Learning Visually Guided Latent Actions for Assistive Teleoperation
Proceedings of the 3rd Conference on Learning for Dynamics and Control, PMLR 144:1230-1241, 2021.
It is challenging for humans — particularly people living with physical disabilities — to control high-dimensional and dexterous robots. Prior work explores how robots can learn embedding functions that map a human’s low-dimensional inputs (e.g., via a joystick) to complex, high-dimensional robot actions for assistive teleoperation; unfortunately, there are many more high-dimensional actions than available low-dimensional inputs! To extract the correct action and maximally assist their human controller, robots must reason over their current context: for example, pressing a joystick right when interacting with a coffee cup indicates a different action than when interacting with food.
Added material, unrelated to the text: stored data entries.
PR #2783, opened 2019-06-21
[Core] Multiple mod admin roles

DiscordLiz:
### Type

- [ ] Bugfix
- [X] Enhancement
- [ ] New feature

This allows multiple mod and admin roles to be used.

I've updated everywhere which uses it directly.

If cog developers are expected to be allowed to interact with the bot's settings directly, this is also a breaking change.

### DIFF
--- a/redbot/core/commands/requires.py
+++ b/redbot/core/commands/requires.py
@@ -126,13 +126,13 @@ class PrivilegeLevel(enum.IntEnum):
         # The following is simply an optimised way to check if the user has the
         # admin or mod role.
         guild_settings = ctx.bot.db.guild(ctx.guild)
-        admin_role_id = await guild_settings.admin_role()
-        mod_role_id = await guild_settings.mod_role()
+        admin_role_ids = set(await guild_settings.admin_role())
+        mod_role_ids = set(await guild_settings.mod_role())
         is_mod = False
         for role in ctx.author.roles:
-            if role.id == admin_role_id:
+            if role.id in admin_role_ids:
                 return cls.ADMIN
-            elif role.id == mod_role_id:
+            elif role.id in mod_role_ids:
                 is_mod = True
         if is_mod:
             return cls.MOD
--- a/redbot/core/commands/requires.py
+++ b/redbot/core/commands/requires.py
@@ -127,12 +127,12 @@ class PrivilegeLevel(enum.IntEnum):
         # admin or mod role.
         guild_settings = ctx.bot.db.guild(ctx.guild)
 
-        snowflakes = ctx.author._roles  # DEP-WARN
+        member_snowflakes = ctx.author._roles  # DEP-WARN
         for snowflake in await guild_settings.admin_role():
-            if snowflakes.has(snowflake):  # DEP-WARN
+            if member_snowflakes.has(snowflake):  # DEP-WARN
                 return cls.ADMIN
         for snowflake in await guild_settings.mod_role():
-            if snowflakes.has(snowflake):  # DEP-WARN
+            if member_snowflakes.has(snowflake):  # DEP-WARN
                 return cls.MOD
 
         return cls.NONE
--- a/redbot/core/commands/requires.py
+++ b/redbot/core/commands/requires.py
@@ -126,16 +126,14 @@ class PrivilegeLevel(enum.IntEnum):
         # The following is simply an optimised way to check if the user has the
         # admin or mod role.
         guild_settings = ctx.bot.db.guild(ctx.guild)
-        admin_role_ids = set(await guild_settings.admin_role())
-        mod_role_ids = set(await guild_settings.mod_role())
-        is_mod = False
-        for role in ctx.author.roles:
-            if role.id in admin_role_ids:
+
+        snowflakes = ctx.author._roles  # DEP-WARN
+        for snowflake in await guild_settings.admin_role():
+            if snowflakes.has(snowflake):  # DEP-WARN
                 return cls.ADMIN
-            elif role.id in mod_role_ids:
-                is_mod = True
-        if is_mod:
-            return cls.MOD
+        for snowflake in await guild_settings.mod_role():
+            if snowflakes.has(snowflake):  # DEP-WARN
+                return cls.MOD
 
         return cls.NONE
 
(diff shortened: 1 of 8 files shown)


mikeshardmind:
I don't think we ever publicly documented the bot's db. I'm inclined to say that even if this may break someone, they should be using the exposed documented functions instead of this. I'm happy to review it later, and open to discussing delaying this for a breaking release if someone disagrees with that stance.

mikeshardmind:
A note for anyone going to test this: Since it modifies the bot's db including the types of things in it, I suggest testing with a brand new instance or a copy of a prior one.

redbot/core/core_commands.py
```diff
@@ -739,18 +738,46 @@ class Core(commands.Cog, CoreLogic):
...
     @commands.guild_only()
-    async def adminrole(self, ctx: commands.Context, *, role: discord.Role):
-        """Sets the admin role for this server"""
-        await ctx.bot.db.guild(ctx.guild).admin_role.set(role.id)
-        await ctx.send(_("The admin role for this guild has been set."))
+    async def addadminrole(self, ctx: commands.Context, *, role: discord.Role):
+        """ Adds an admin role for this guild """
+        async with ctx.bot.db.guild(ctx.guild).admin_role() as roles:
+            if role.id in roles:
+                return await ctx.send(_("This is already an admin role."))
```
Flame442: This line and L756 probably should be "That role is already a[n] <admin/mod> role.".

redbot/core/core_commands.py
```diff
@@ -739,18 +738,46 @@ class Core(commands.Cog, CoreLogic):
...
+            roles.append(role.id)
+        await ctx.send(_("That role was added as an admin role for this guild."))
```
Flame442: This line and L758, "That role was added" doesn't sound very good, maybe a simple "Role added successfully."?

redbot/core/core_commands.py
```diff
@@ -739,18 +738,46 @@ class Core(commands.Cog, CoreLogic):
...
+        await ctx.send(_("That role was added as a mod role for this guild."))
+
+    @_set.command(aliases=["remadmindrole"])
+    @checks.guildowner()
+    @commands.guild_only()
+    async def removeadminrole(self, ctx: commands.Context, *, role: discord.Role):
+        """ Removes an admin role for this guild """
+        async with ctx.bot.db.guild(ctx.guild).admin_role() as roles:
+            if role.id not in roles:
+                return await ctx.send(_("This was not an admin role."))
```
Flame442: This line and L778 probably should be "That role was already not a[n] <admin/mod> role".

Flame442 (changes requested):
I haven't had a chance to run this on a bot yet, however I looked over the strings a bit and have some changes to suggest.

-All doc strings: The spaces in between the text and the quotes should be removed for consistency with the rest of red
-All doc strings: Missing periods at the end.
-I remember a PR at some point added consistency to all of the del/delete/rem/remove commands by aliasing all of that, `[p]set remove<mod/admin>role` might need to get the same treatment.

redbot/core/core_commands.py
DiscordLiz: I went with something different here, let me know if it sounds better to you.

redbot/core/commands/requires.py
```diff
@@ -126,13 +126,13 @@ class PrivilegeLevel(enum.IntEnum):
         # The following is simply an optimised way to check if the user has the
         # admin or mod role.
         guild_settings = ctx.bot.db.guild(ctx.guild)
-        admin_role_id = await guild_settings.admin_role()
-        mod_role_id = await guild_settings.mod_role()
+        admin_role_ids = set(await guild_settings.admin_role())
```
mikeshardmind: If you could change this section to do the role lookup using `ctx.author._roles.has(role_id)` and not convert to a set, short circuiting on admin roles first, That would be great. Additionally, please add `# DEP-WARN` to each line using this. We'd like to get the most performance possible out of this section, but we do need to take caution with the internals here.

redbot/core/core_commands.py
```diff
@@ -705,15 +705,14 @@ class Core(commands.Cog, CoreLogic):
...
+                admin_role_ids = await ctx.bot.db.guild(ctx.guild).admin_role()
+                admin_roles = [r for r in guild.roles if r.id in admin_role_ids]
+                admin_roles_str = humanize_list(admin_roles) if admin_roles else "Not Set."
+                mod_roles = [r for r in guild.roles if r.id in admin_role_ids]
+                mod_roles_str = humanize_list(mod_roles) if mod_roles else "Not Set."
                 prefixes = await ctx.bot.db.guild(ctx.guild).prefix()
-                guild_settings = _("Admin role: {admin}\nMod role: {mod}\n").format(
-                    admin=admin_role, mod=mod_role
+                guild_settings = _("Admin roles: {admin}\nMod roles: {mod}\n").format(
+                    admin=admin_roles_str, mod=mod_roles_str
```
mikeshardmind, line 718: This section looks fine at a glance, but it warrants adding pagination to the send below to prevent something really stupid with large number of roles.

mikeshardmind (changes requested):
I need to do a bit more actual testing with this (not a full review), but it's what I've noticed so far. 

Definitely liking most of what I'm seeing here so far.

redbot/core/commands/requires.py
```diff
@@ -126,16 +126,14 @@ class PrivilegeLevel(enum.IntEnum):
         # The following is simply an optimised way to check if the user has the
         # admin or mod role.
         guild_settings = ctx.bot.db.guild(ctx.guild)
-        admin_role_id = await guild_settings.admin_role()
-        mod_role_id = await guild_settings.mod_role()
-        is_mod = False
-        for role in ctx.author.roles:
-            if role.id == admin_role_id:
+
+        snowflakes = ctx.author._roles  # DEP-WARN
```
mikeshardmind: I don't mean to nitpick too much here, but seeing it side by side with how you named the other instance of this, the other form is much more legible.

```suggestion
        member_snowflakes = ctx.author._roles  # DEP-WARN
```

mikeshardmind: I don't mean to nitpick too much here, but seeing it side by side with how you named the other instance of this, the other form is much more legible.

```suggestion
        member_snowflakes = ctx.author._roles  # DEP-WARN
```

mikeshardmind (changes requested):

Flame442 (dismissed):
While I still don't love the "this" in "This role is already an <admin/mod> role.", the changes I requested have been addressed.

mikeshardmind (dismissed):
Thanks @DiscordLiz for the quick follow up on issues discussed both here and in Discord.

:tada:

mikeshardmind (approved):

In this work, we develop assistive robots that condition their latent embeddings on visual inputs. We explore a spectrum of plausible visual encoders and show that incorporating object detectors pretrained on a small amount of cheap and easy-to-collect structured data enables i) accurately and robustly recognizing the current context and ii) generalizing control embeddings to new objects and tasks. In user studies with a high-dimensional physical robot arm, participants leverage this approach to perform new tasks with unseen objects. Our results indicate that structured visual representations improves few-shot performance and is subjectively preferred by users.